Short Stories, Irish literature, Classics, Modern Fiction, Contemporary Literary Fiction, The Japanese Novel, Post Colonial Asian Fiction, The Legacy of the Austro-Hungarian Empire and quality Historical Novels are Among my Interests








Tuesday, December 15, 2009

"Nip the Buds, Shoot the Kids" by Kenzaburo Oe





Nip the Buds, Shoot the Kids by Kenzaburo Oe is his  first novel, written  at age 23. 
(1958, translated from Japanese by Paul St John Mackintosh and Maki Sugiyama in 1985, 189 pages)    

Nip the Buds, Shoot the Kids was the first full length novel by Oe that I have read.   Prior to this I posted on four of his novellas, his non-fiction work Hiroshima Notes and
I posted extensively concerning the stories in his collection of works by other writers, Crazy Iris and Other Stories of the Atomic Aftermath.  I have already placed Oe on my "read everything they have written tbr list".   As I started my first read of one of his longer works I did fear that perhaps my reaction to his shorter works would not be carried over to his longer ones.   My fears were very much misplaced.   Nip the Buds, Shoot the Kids is a wonderful novel, not just a wonderful first novel.   We are never told when or really where the story is set but it is clear that it is intended to be seen as Japan in WWII.   I think the setting is not precisely particularized so it can be viewed as a story of war anywhere and of  the throw away victims of war.   This includes children and in too many cases the morals of  the survivors are also essentially a casualty also. 

The novel centers around a group of teen age boys from a reform school sent to work in a near by village and is narrated by one of the boys.   No cares at all for these boys.   The residents of the village they are sent to think they are plague carriers.   The boys have only the most primitive of values.   Their world exists as a counterpart to the adult world which moves history and time.  The live surrounded by  dark forest.   The boys fear the forest and will not try to escape detention because of it.   If we want,  we can see the forest as the imprisoning effects of enculturation or perhaps as the total reverse of this,  or for that matter both of these views can be sustained at the same time. We could see the captivity of the boys as civilization and the  forest as freedom.   There is a lot in this book.   I endorse it without reservation.   Based on my limited knowledge of Oe's works I would recommend first reading the marvelous short novels collected in Teach Us To Outgrow Our Madness .   The stories in this collection do not feel somehow like works created by a modern writer but deep stories of wisdom from a civilization and time we will never understand but have somehow been fortunate enough to come upon.   Maybe we can figure them out in part and we will be wiser for the effort.   On the back of the book Nip the Buds, Shoot the Kids is compared to Lord of the Flies.   I think this comparison downgrades Oe's work but I understand the publishers, Grove Press, needed to link this book to a work that lots of people could related to.
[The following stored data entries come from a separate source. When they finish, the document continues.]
Issue #444, opened 2022-09-01
Vote query on GraphQL is not working


ChaituVR:
Reported by @hjjlxm on discord

https://hub.snapshot.org/graphql?operationName=Vote&query=query%20Vote%20%7B%0A%20%20vote%20(%0A%20%20%20%20id%3A%20%220x5e2bbca461950efae33244fbf7707b8f907780d7521f331227956692adff9862%22%0A%20%20)%20%7B%0A%20%20%20%20id%0A%20%20%20%20voter%0A%20%20%20%20created%0A%20%20%20%20proposal%20%7B%0A%20%20%20%20%20%20id%0A%20%20%20%20%7D%0A%20%20%20%20choice%0A%20%20%20%20space%20%7B%0A%20%20%20%20%20%20id%0A%20%20%20%20%7D%0A%20%20%7D%0A%7D

Irrespective of what we give as input `id` it always fail with error:
```json
{
  "errors": [
    {
      "message": "Unexpected error value: \"request failed\"",
      "locations": [
        {
          "line": 2,
          "column": 3
        }
      ],
      "path": [
        "vote"
      ]
    }
  ],
  "data": {
    "vote": null
  }
}
```

ChaituVR:
Also should be possible to find a vote with IPFS instead of just id (UI just display IPFS)

hjjlxm:
> Also should be possible to find a vote with IPFS instead of just id (UI just display IPFS)

Thanks for raising this. Vote id is more abstract and cannot be accessed through Receipt (only ipfs id). Therefore, using ipfs id instead as a condition for vote query is more intuitive

ChaituVR:
Update: can't reproduce this in my local, issue must be with production DB, 

Error:
```
sqlMessage: \"Illegal mix of collations (utf8mb4_unicode_ci,IMPLICIT) and (utf8mb4_0900_ai_ci,IMPLICIT) for operation '='\",
```

wa0x6e:
I can confirm that this is a DB issue, by running the underlying Mysql query directly on the db give the same error.

wa0x6e:
Running the following SQL command 

```
SELECT TABLE_SCHEMA 
    , TABLE_NAME 
    , COLUMN_NAME 
    , COLLATION_NAME 
FROM INFORMATION_SCHEMA.COLUMNS
WHERE TABLE_schema = 'defaultdb';
```

We can see that the `votes` table is not using the same collation as all the other tables.

[...]

PR #815, opened 2024-03-01
fix: vote query not working

ChaituVR:
fixes https://github.com/snapshot-labs/snapshot-hub/issues/444

### Solution
To change collation but that is not happening so calling the `votes` query will fix this for now

### How to test
- Make sure your `votes` table and `spaces` tables have different collations
- try the following query
```Graphql
query Vote {
  vote (
    id: "0xf6c08b692d4bd1fd4c091431895309d38f3d6d7770c075c14b63fca27662b073"
  ) {
    id
    space {
      id
    }
  }
}
```
- Before fix it should return error `Unexpected error value: \"request failed\"` 
- After fix it should return vote response

### DIFF
--- a/src/graphql/operations/vote.ts
+++ b/src/graphql/operations/vote.ts
@@ -1,49 +1,19 @@
-import graphqlFields from 'graphql-fields';
-import db from '../../helpers/mysql';
-import { formatProposal, formatVote } from '../helpers';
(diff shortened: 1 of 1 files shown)


bonustrack (approved):
utACK

wa0x6e (approved):
tAck

PR #817, opened 2024-03-06
fix: Include strategy networks and multichain networks in network count

ChaituVR:
Right now we are counting main space network, this change will add
- Strategy network count
- Networks used inside multichain strategy

Before change:
image

After change: 
image


wa0x6e (approved):
tAck

PR #43, opened 2019-05-17
Rename vague has_state_changed to has_memory_state_changed (On Hold)

rayluo:
It caused some confusion when team members implementing token cache file state change feature in a subclass.

### DIFF
--- a/msal/token_cache.py
+++ b/msal/token_cache.py
@@ -259,7 +259,7 @@ class SerializableTokenCache(TokenCache):
     """This serialization can be a starting point to implement your own persistence.
 
     This class does NOT actually persist the cache on disk/db/etc..
-    Depending on your need,
+    If your app would not share token cache file with other apps during runtime,
     the following simple recipe for file-based persistence may be sufficient::
 
         import os, atexit, msal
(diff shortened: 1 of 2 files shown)


rayluo:
@marstr Thanks for your thoughtful input, and your sharing of that "Strong opinion, weakly held" approach!

I think your suggestion makes sense. On the other hand, for the sake of completeness, I can also explain why the current `has_memory_state_changed` flag was invented and why it did not reach its full potential.

The `has_memory_state_changed` was indeed designed for a very simplified scenario, which is to persist token cache in one way i.e. from-memory-to-disk, flush at the time of app termination, for one single app who does NOT share cache with other apps. As naive as it might seem, it is arguably the most common scenario, say, a 3rd-party script (rather than Azure CLI), being run manually or by crontab, on a trusted machine (either on end user's desktop or on a server under their control), so [the corresponding implementation](https://github.com/AzureAD/microsoft-authentication-library-for-python/compare/file-based-token-cache?expand=1) did not even have encryption.

That experimental implementation was not merged, due to potential security review rejection on its lacking of encryption. In the real world people are rolling their own similar implementation anyway, and they were even sending their implementation to us in hoping that we would adopt it. Currently we provide no out-of-box token persistence, but provide a [how-to recipe (which uses that `has_state_changed` flag)](https://msal-python.readthedocs.io/en/latest/#msal.SerializableTokenCache). Such a middle ground was never ideal in the first place, because it splits one otherwise integral behavior i.e. memory-to-disk-persistence into two incomplete pieces: (1) a vague `has_memory_state_changed` flag being exposed but would otherwise be an internal member, and (2) an workable (albeit naive) file cache implementation that has no plan to be shipped.

So, that is the sad life of `has_memory_state_changed`.

Lastly, the logic @marstr you described is for the other way around, from-disk-to-memory, which is suitable to the extension module you are currently working on. As long as we'll ship a feature-completed `TokenCache` sub-class, there shouldn't have a need to expose its internal flag. So, you are good.

We will probably keep this PR on-hold for now, and revisit it later when your extension is completed.

rayluo:
We don't see to have a strong need for this change right now. Closing.

PR #48, opened 2019-05-23
Updating authority URL regexp to have escaped backslash

### LINKED ISSUE #47: Invalid Escape Character in Authority Regex
If you take a look at the following regex:
https://github.com/AzureAD/microsoft-authentication-library-for-python/blob/85bdb5e72443f5ab5ac223b443b8bda2c6a53387/msal/authority.py#L68

You'll see that it includes `\?` in one of the groups. I believe the intention was to disallow both backslash characters and question marks, but the result is that it is being interpreted as an invalid escape code. This is causing `pytest` to throw a warning in the downstream project [AzureAD/microsoft-authentication-extensions-for-python](https://github.com/AzureAD/microsoft-authentication-extensions-for-python).

marstr:
Fixes #47

### DIFF
--- a/msal/authority.py
+++ b/msal/authority.py
@@ -65,7 +65,7 @@ class Authority(object):
 
 def canonicalize(url):
     # Returns (canonicalized_url, netloc, tenant). Raises ValueError on errors.
-    match_object = re.match(r'https://([^/]+)/([^/?#\\]+)', url.lower())
+    match_object = re.match(r'https://([^/]+)/([^/?#]+)', url.lower())
     if not match_object:
         raise ValueError(
             "Your given address (%s) should consist of "
--- a/msal/authority.py
+++ b/msal/authority.py
@@ -65,7 +65,7 @@ class Authority(object):
 
 def canonicalize(url):
     # Returns (canonicalized_url, netloc, tenant). Raises ValueError on errors.
-    match_object = re.match("https://([^/]+)/([^/\?#]+)", url.lower())
+    match_object = re.match(r'https://([^/]+)/([^/?#\\]+)', url.lower())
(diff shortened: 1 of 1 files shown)


msal/authority.py
```diff
@@ -65,7 +65,7 @@ def user_realm_discovery(self, username):
 
 def canonicalize(url):
     # Returns (canonicalized_url, netloc, tenant). Raises ValueError on errors.
-    match_object = re.match("https://([^/]+)/([^/\?#]+)", url.lower())
+    match_object = re.match(r'https://([^/]+)/([^/?#\\]+)', url.lower())
```
rayluo: Thanks very much for the catch! In such case, I think we can drop the `\\` part because it was not the intention.

By the way, can you share a link to that pytest warning message? Would like to see it in action. :-)

marstr: No problem! Here's the message I got:

```
========================================================================================================================================================================= warnings summary =========================================================================================================================================================================
/home/marstr/.local/share/virtualenvs/microsoft-authentication-extensions-for-python/lib/python3.6/site-packages/msal/authority.py:68
  /home/marstr/.local/share/virtualenvs/microsoft-authentication-extensions-for-python/lib/python3.6/site-packages/msal/authority.py:68: DeprecationWarning: invalid escape sequence \?
    match_object = re.match("https://([^/]+)/([^/\?#]+)", url.lower())

-- Docs: https://docs.pytest.org/en/latest/warnings.html
========================================================================================================================================================= 1 passed, 1 skipped, 1 warnings in 0.52 seconds ==========================================================================================================================================================
```

marstr: Fixed in ce450a7

PR #61, opened 2019-06-17
Pass through verify flag and fix scopes default value

roederja2:
* Pass through verify flag
* change default value from None to [] as None leads to a crash further downstream

### DIFF
--- a/msal/application.py
+++ b/msal/application.py
@@ -271,7 +271,7 @@ class ClientApplication(object):
         if not self.authority_groups:
             resp = requests.get(
                 "https://login.microsoftonline.com/common/discovery/instance?api-version=1.1&authorization_endpoint=https://login.microsoftonline.com/common/oauth2/authorize",
-                headers={'Accept': 'application/json'})
+                headers={'Accept': 'application/json'}, verify=self.verify, proxies=self.proxies, timeout=self.timeout)
             resp.raise_for_status()
             self.authority_groups = [
                 set(group['aliases']) for group in resp.json()['metadata']]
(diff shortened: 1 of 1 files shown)


msal/application.py
```diff
@@ -271,7 +271,7 @@ def _get_authority_aliases(self, instance):
         if not self.authority_groups:
             resp = requests.get(
                 "https://login.microsoftonline.com/common/discovery/instance?api-version=1.1&authorization_endpoint=https://login.microsoftonline.com/common/oauth2/authorize",
-                headers={'Accept': 'application/json'})
+                headers={'Accept': 'application/json'}, verify=self.verify)
```
rayluo: Thanks for the catch! And, since we are modifying this anyway, I would suggest to also wire up the `proxies` and `timeout`.

                headers={'Accept': 'application/json'},
                verify=self.verify, proxies=self.proxies, timeout=self.timeout)

msal/application.py
```diff
@@ -511,7 +511,7 @@ def acquire_token_by_device_flow(self, flow, **kwargs):
                 **kwargs)
 
     def acquire_token_by_username_password(
-            self, username, password, scopes=None, **kwargs):
+            self, username, password, scopes=[], **kwargs):
```
rayluo: I understand your point. However this fix is [not ideal](https://docs.quantifiedcode.com/python-anti-patterns/correctness/mutable_default_value_as_argument.html). I would suggest to rollback this change in current PR, so that it would only fix that `verify` (and `proxies` and `timeout` issue) and get merged soon, and we will come up with a separated PR to address that scope thing.

roederja2: Yes I meant further down the stack inside MSAL. My application is supplying a scope I only noticed the crash when I was experimenting. As a rule I think libraries should not crash if valid (according to the interface) arguments are supplied.

But agreed I'll remove that fix and put in timeout and proxies as well in addition to verify.

rayluo: The "default value" topic is addressed in PR #64. Closing this conversation.

PR #68, opened 2019-06-19
ConfidentialClient with extra claims

### LINKED ISSUE #67: Confidential client provides a way to accept extra claims
It could be achieved by accepting new optional parameter in the `ConfidentialClientApplication(..., client_claims={...}, ...)`.

Should the need comes up, we can also explore the api to accept a previously-signed assertion.

rayluo:
This ~is a proof-of-concept in attempt to~ resolve #67.

~It has NOT been tested at this time.~ A unit test case is added.

Please also help proof-read [the documentation](https://github.com/AzureAD/microsoft-authentication-library-for-python/pull/68/files#diff-f7ae931bcdab4b14f3a256baf7d6922aR75), which will automatically be published into our [online reference doc](https://msal-python.readthedocs.io/en/latest/#msal.ClientApplication.__init__) once this PR is merged.

@trwalke You do not have to look into the actual implementation, but please help double check with the [API surface](https://github.com/AzureAD/microsoft-authentication-library-for-python/pull/68/files#diff-f7ae931bcdab4b14f3a256baf7d6922aR96) and then [the new claim(s) would be sent inside client assertion (rather than, say, as a user assertion like OBO)](https://github.com/AzureAD/microsoft-authentication-library-for-python/pull/68/files#diff-f7ae931bcdab4b14f3a256baf7d6922aR160) are aligned with our feature requirement.

### DIFF
--- a/msal/application.py
+++ b/msal/application.py
@@ -56,7 +56,8 @@ class ClientApplication(object):
             self, client_id,
             client_credential=None, authority=None, validate_authority=True,
             token_cache=None,
-            verify=True, proxies=None, timeout=None):
+            verify=True, proxies=None, timeout=None,
+            client_claims=None):
         """Create an instance of application.
 
         :param client_id: Your app has a clinet_id after you register it on AAD.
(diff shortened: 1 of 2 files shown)


msal/application.py
```diff
@@ -140,7 +158,8 @@ def _build_client(self, client_credential, authority):
                 client_credential["private_key"], algorithm="RS256",
                 sha1_thumbprint=client_credential.get("thumbprint"), headers=headers)
             client_assertion = signer.sign_assertion(
-                audience=authority.token_endpoint, issuer=self.client_id)
+                audience=authority.token_endpoint, issuer=self.client_id,
+                additional_claims=self.client_claims or {})
```
abhidnya13: I think we can just pass the claims here because we are anyway doing "or empty dictionary" assignment inside the assertion function again. Any thoughts ?

rayluo: We discussed offline. Even though the underlying internal api HAPPENS TO also accepts a `None` as input, this higher level code snippet does not necessarily want to depend on that behavior when we don't have to.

Bookphilia.com has an extremely good post on Nip the Buds, Shoot the Kids" that goes into some of the literary background of Oe and relates this book to Oe's vision of the conduct of Japan's Military leadership toward the common people of Japan.   Just like Animal Farm and Gulliver's Travels can be read with no knowledge of the particular forms of their day that they mocked while accepting the knowledge that knowing who Trotsky is may help us relate to the events in Animal Farm in more depth  likewise it is useful to place Oe's work in its historical context.   Oe gives us a lot of freedom in our reading of his works.   You can go very deep in your reading of this book, peeling off layers of art and civilization as you go in.

                         


Mel u




2 comments:

Suko said...

Reading Nip the Buds, Shoot the Kids sounds like a rich and layered experience. Thanks for presenting this novel in your fine review.

I'm not sure how many Oe works there are but you're surely well on your way to reading all of them. I expect to read at least one work by Oe in 2010. That's a personal reading challenge!

Eileen said...

The only Japanese author I've ever read (besides manga) is Murakami and I feel like everyone reads Murakami. I've been looking for something different and this sounds like a great choice.